Who is most likely to benefit from iron bisglycinate supplementation?
Iron bisglycinate is most beneficial for individuals with diagnosed iron deficiency anemia, chronic iron malabsorption (celiac disease, inflammatory bowel disease), vegans/vegetarians with inadequate heme iron intake, and those who have experienced GI side effects from conventional ferrous sulfate. Women of childbearing age with heavy menstrual bleeding and individuals undergoing cancer chemotherapy or dialysis also commonly benefit from this form. Healthcare providers should confirm iron deficiency through serum ferritin and TIBC testing before recommending supplementation, as excess iron can cause oxidative damage in those with adequate iron stores.

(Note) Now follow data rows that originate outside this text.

PR #10861, opened 2024-01-25
Fixes #37145 - Ruby 3 support

ofedoren:
#### What are the changes introduced in this pull request?

Updates for kwargs usage across the code base to comply with Ruby 3.0.

Please, review carefully, since there might be a lot of unnecessary changes as well as some breaking changes (such as changing signatures for action planning methods).

#### Considerations taken when implementing this change?

Depends on
 - https://github.com/Katello/katello/pull/10780
 - https://github.com/theforeman/foreman/pull/9989
 - https://github.com/theforeman/foreman-tasks/pull/739 (including Dynflow changes)

#### What are the testing steps for this pull request?

Run CI and hope for the best.

PR #10878, opened 2024-02-01
Fixes #37137 - Use insert_all when creating available module streams

jeremylenz:

During a profile upload, a host's module streams are updated in Katello's database.

In https://github.com/Katello/katello/pull/10412 we changed to using `create_or_find_by!` to create those records. This solved an issue where concurrent host registrations would sometimes fail due to a PostgreSQL error:

```
ERROR:  duplicate key value violates unique constraint "katello_available_module_streams_name_stream_context"
```

However, these errors are still inserted into postgres logs. They are harmless, but log files can fill up quickly. This is because there will be one log for _every_ module stream creation attempt, for every host with module streams, _not just at registration_ but also during every profile upload. This results in log files that can quickly build to 200000 lines with just those error logs.

With this change, we're now using `insert_all` to insert all of the records in a single SQL query, which should avoid the race condition.

This required some major refactoring, because

1. `import_module_streams` takes module stream data in a list of Hashes, but those don't include Katello's ID. (There's no way they could, as this info is coming from sub-man/dnf.)
2. In our previous implementation, we relied on the `id`s returned from `create_or_find_by` etc. to pass on to the next method, `sync_available_module_stream_associations`. `sync_available_module_stream_associations` requires a Hash indexed by database ID. 
3. Previously, the data passed to `sync_available_module_stream_associations` was _all_ of the host's available module streams, indexed by ID, _including_ the ones we just newly added. Thus, `new_available_module_streams` was a bit of a misnomer. I did some refactoring to recreate this format of the indexed hash.

1. `tail -f /var/lib/pgsql/data/log/postgresql-Thu.log` (replace Thu with whatever day it is today)
6. Register a host (without this patch) - Notice that the file fills up with error logs

```
2024-02-01 21:57:16 UTC STATEMENT:  INSERT INTO "katello_available_module_streams" ("name", "stream", "context") VALUES ($1, $2, $3) RETURNING "id"
2024-02-01 21:57:16 UTC ERROR:  duplicate key value violates unique constraint "katello_available_module_streams_name_stream_context"
2024-02-01 21:57:16 UTC DETAIL:  Key (name, stream, context)=(virt, rhel, 30b713e6) already exists.
```

You can also check how many logs there are:

```
grep 'duplicate key value violates unique constraint "katello_available_module_streams_name_stream_context"' /var/lib/pgsql/data/log/postgresql-Thu.log | wc -l
---
227950
---
```

7. Enable or disable a module stream - Notice that more error logs are created.
8. Check out this PR
9. Enable or disable a module stream - No new logs should be created.
10. Register a host - No new logs should be created.

### DIFF
--- a/app/models/katello/concerns/host_managed_extensions.rb
+++ b/app/models/katello/concerns/host_managed_extensions.rb
@@ -326,11 +326,21 @@ module Katello
       end
 
       def import_module_streams(module_streams)
+        # create_or_find_by avoids race conditions during concurrent registrations but clogs postgres logs with harmless errors.
+        # So we'll use create_or_find_by! during registration and first_or_create! otherwise.
+        registered_time = subscription_facet&.registered_at
+        use_create_or_find_by = registered_time.nil? || registered_time > 1.minute.ago
         streams = {}
         module_streams.each do |module_stream|
-          stream = AvailableModuleStream.create_or_find_by!(name: module_stream["name"],
-                                               context: module_stream["context"],
-                                               stream: module_stream["stream"])
+          if use_create_or_find_by
+            stream = AvailableModuleStream.create_or_find_by!(name: module_stream["name"],
+                                                context: module_stream["context"],
+                                                stream: module_stream["stream"])
+          else
+            stream = AvailableModuleStream.where(name: module_stream["name"],
+            context: module_stream["context"],
+            stream: module_stream["stream"]).first_or_create!
+          end
           streams[stream.id] = module_stream
         end
         sync_available_module_stream_associations(streams)
--- a/app/models/katello/concerns/host_managed_extensions.rb
+++ b/app/models/katello/concerns/host_managed_extensions.rb
@@ -342,12 +342,13 @@ module Katello
             context: module_stream["context"]
           }
         end
-        AvailableModuleStream.insert_all(
-          streams,
-          unique_by: %w[name stream context],
-          returning: %w[id name stream context]
-        )
-
+        if streams.any?
+          AvailableModuleStream.insert_all(
+            streams,
+            unique_by: %w[name stream context],
+            returning: %w[id name stream context]
+          )
+        end
         indexed_module_streams = module_streams.index_by do |module_stream|
           available_module_stream_id_from(
                   name: module_stream["name"],
@@ -355,7 +356,6 @@ module Katello
                   context: module_stream["context"]
                 )
         end
-
         sync_available_module_stream_associations(indexed_module_streams)
       end
 
--- a/app/models/katello/concerns/host_managed_extensions.rb
+++ b/app/models/katello/concerns/host_managed_extensions.rb
@@ -326,15 +326,15 @@ module Katello
       end
 
       def available_module_stream_id_from(name:, stream:, context:)
-        AvailableModuleStream.find_by!(name: name, stream: stream, context: context).id
-      rescue ActiveRecord::RecordNotFound
-        Rails.logger.warn("Module stream not found: name: #{name}, stream: #{stream}, context: #{context}")
-        nil
+        @indexed_available_module_streams ||= Katello::AvailableModuleStream.all.index_by do |available_module_stream|
+          "#{available_module_stream.name}-#{available_module_stream.stream}-#{available_module_stream.context}"
+        end
+        @indexed_available_module_streams["#{name}-#{stream}-#{context}"]&.id
       end
 
       def import_module_streams(module_streams)
-        Rails.logger.debug "INSERT_ALL-------------------------------------"
-        Rails.logger.debug module_streams.first(3)
+        # module_streams looks like this
+        # {"name"=>"389-ds", "stream"=>"1.4", "version"=>"8030020201203210520", "context"=>"e114a9e7", "arch"=>"x86_64", "profiles"=>[], "installed_profiles"=>[], "status"=>"default", "active"=>false}
         streams = module_streams.map do |module_stream|
           {
             name: module_stream["name"],
@@ -342,15 +342,11 @@ module Katello
             context: module_stream["context"]
           }
         end
-        newly_added_records = AvailableModuleStream.insert_all(
+        AvailableModuleStream.insert_all(
           streams,
           unique_by: %w[name stream context],
           returning: %w[id name stream context]
         )
-        Rails.logger.debug "newly_added_records-------------------------------------"
-        Rails.logger.debug newly_added_records.to_a
-        # module_streams looks like this
-        # {"name"=>"389-ds", "stream"=>"1.4", "version"=>"8030020201203210520", "context"=>"e114a9e7", "arch"=>"x86_64", "profiles"=>[], "installed_profiles"=>[], "status"=>"default", "active"=>false}
 
         indexed_module_streams = module_streams.index_by do |module_stream|
           available_module_stream_id_from(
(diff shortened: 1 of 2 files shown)


jeremylenz:
fixed rubocop

chris1984:
Your PR is having the same test failures as mine is

jeremylenz:
> Your PR is having the same test failures as mine is

Yeah, apparently https://github.com/Katello/katello/pull/10861 has the fixes. We may have to ignore those for a bit.

jeremylenz:
[test katello]

sbernhard:
Ready?

jeremylenz:
Yes, this should be ready for review again :+1:

app/models/katello/concerns/host_managed_extensions.rb
```diff
@@ -348,11 +348,21 @@ def import_enabled_repositories(repos)
       end
 
       def import_module_streams(module_streams)
+        # create_or_find_by avoids race conditions during concurrent registrations but clogs postgres logs with harmless errors.
```
sbernhard, line 351: instead of two different implementation, would it be possible to catch the "postgres logs with harmless errors" and handle this accordingly?

jeremylenz: No, that's the way the race condition is avoided - by letting the Postgres constraint handle it rather than ruby/rails.

sbernhard: ok. make sense.

app/models/katello/concerns/host_managed_extensions.rb
```diff
@@ -348,11 +348,21 @@ def import_enabled_repositories(repos)
...
+        # So we'll use create_or_find_by! during registration and first_or_create! otherwise.
+        registered_time = subscription_facet&.registered_at
+        use_create_or_find_by = registered_time.nil? || registered_time > 1.minute.ago
         streams = {}
         module_streams.each do |module_stream|
```
ianballou, line 356: I know this code is old, but I wonder if now would be a good time to switch to `insert_all` or `upsert_all`. It feels odd to do so many creations one postgres insert at a time in a Ruby loop.

Bulk insertion lets you create all entities in a single Postgres insert call. It takes into account duplicates too from what I remember. You can pass in what the records should be `unique_by` (in this case name, stream, and context).

There might be a catch, but I think it's worth a thought.

https://apidock.com/rails/v6.0.0/ActiveRecord/Persistence/ClassMethods/insert_all
https://apidock.com/rails/v6.0.0/ActiveRecord/Persistence/ClassMethods/upsert_all

We use them in a couple places: 

https://github.com/search?q=repo%3AKatello%2Fkatello%20insert_all&type=code
https://github.com/search?q=repo%3AKatello%2Fkatello+upsert_all&type=code

ianballou (commented):
Why won't we hit `PG::UniqueViolation` errors during concurrent package profile uploads? Is there a difference in concurrency between 10 systems registering at the same time and 10 systems `dnf updating` at the same time?

jeremylenz:
We haven't had any complaints of that, for whatever reason. It could be because most package profile uploads are from rhsmcertd checkins which are staggered automatically with random delay intervals to prevent too many concurrent requests, whereas registrations can happen at any time.

app/models/katello/concerns/host_managed_extensions.rb
```diff
@@ -326,26 +326,77 @@ def import_enabled_repositories(repos)
...
-      end
-
-      def sync_available_module_stream_associations(new_available_module_streams)
+        Rails.logger.debug "INSERT_ALL-------------------------------------"
+        Rails.logger.debug module_streams.first(3)
+        streams = module_streams.map do |module_stream|
+          {
+            name: module_stream["name"],
+            stream: module_stream["stream"],
+            context: module_stream["context"]
```
ianballou, line 335: AvailableModuleStreams also have `profiles`:

```
[6] pry(main)> ::Katello::AvailableModuleStream
=> Katello::AvailableModuleStream(id: integer, name: string, stream: string, context: string, profiles: )
```

app/models/katello/concerns/host_managed_extensions.rb
```diff
@@ -326,26 +326,77 @@ def import_enabled_repositories(repos)
...
+        untransformed_keys = indexed_module_streams.keys
+        Rails.logger.debug "UNTRANSFORMED_KEYS-------------------------------------"
+        Rails.logger.debug untransformed_keys
+        # now we transform the keys of indexed_module_streams to the ids from indexed_result
+        # { 1 => {"name"=>"389-ds", "stream"=>"1.4", "version"=>"8030020201203210520", "context"=>"e114a9e7", "arch"=>"x86_64", "profiles"=>[], "installed_profiles"=>[], "status"=>"default", "active"=>false} }
+        indexed_module_streams.transform_keys! { |k| indexed_result[k]&.[]("id") }
+
+        Rails.logger.debug "TRANSFORMED KEYS-------------------------------------"
+        Rails.logger.debug indexed_module_streams.keys
+        # remove the keys that were not transformed
```
ianballou, line 369: Maybe I'm missing something, but what do these hash transformations get us that `result` doesn't already have? The only module streams that will have DB IDs will be the ones returned by `upsert_all`, which are all of the records in `result`.

As I understand the the code here, `result` and `module_streams` get matched up by the hash of their (name, stream, context) set.  Then, the hashes get replaced by DB IDs if they exist. However, `result` already has these database IDs, and `indexed_module_streams.except!(untransformed_keys)` throws out all of the ones that don't have database IDs.

 Doesn't this just leave us with what is in `result` but in a slightly different format?

I see that `indexed_module_streams` will also get you the profiles, but that could be returned from `upsert_all`.

jeremylenz: > Maybe I'm missing something, but what do these hash transformations get us that `result` doesn't already have?

`result` is an ActiveRecord::Result and thus can only give us columns that are in our tables; in other words, attributes of the AvailableModuleStream model. However, the argument passed into this method contains several fields that are _not_ attributes of that model. The other difference is that `result` contains _only_ newly-created records, not existing records.   So we have

`result` - newly inserted Katello DB records, containing only id, name, stream, context
`module_streams` - module stream data containing name, stream, version, context, arch, profiles, installed_profiles, status, active -- but NOT id

The next method, `sync_available_module_stream_associations`, in its original form, expected an indexed Hash by database ID containing _both_ existing _and_ newly created AvailableModuleStreams. It called this `new_available_module_streams` even though it contained both existing and new records. It used this in two ways:

1. Composing a list of AvailableModuleStreams to delete, by comparing the host's `available_module_stream_ids` with `new_available_module_streams.keys`
2. Composing lists of new and upgradable module streams, by using `new_available_module_streams.keys`

The difficult part is that `sync_available_module_stream_associations` relies on our hash meeting _both_ of the following requirements:

1. Indexed by Katello database ID; and
2. contains _both_ new records _and_ existing records.

Now that I think some more, it may be simpler to just look at the database after doing our `upsert_all`, and not rely anymore on the passed-in module stream data.

app/models/katello/concerns/host_managed_extensions.rb
jeremylenz: Indeed they do. I wonder how `profiles` is getting set, since we've never done so here.

ianballou: I think it may be unused!

app/models/katello/concerns/host_managed_extensions.rb
jeremylenz: update: Refactored to index the hash using DB queries, see what you think

jeremylenz:
fixed rubocop

ianballou:
Gonna test first then code review.

ianballou (commented):
This is working great! So far I'm not seeing any issues with the code.

I'll give it a final review once the dev logging is cleaned up.

ianballou (approved):
Still working fine for me! Ruby tests are passing now too.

What clinical evidence supports the effectiveness of iron bisglycinate for correcting anemia?
A systematic review and meta-analysis of 17 randomized controlled trials demonstrated that iron bisglycinate supplementation produces a statistically significant hemoglobin increase of approximately 0.54 g/dL compared to control groups and alternative iron formulations. These studies collectively enrolled thousands of participants and tracked hemoglobin restoration over 8–12 week treatment periods, confirming iron bisglycinate's efficacy in replenishing iron stores and supporting erythrocyte hemoglobin synthesis. The consistency of results across multiple independent trials provides moderate-to-strong evidence for its use as a first-line chelated iron supplement for IDA correction.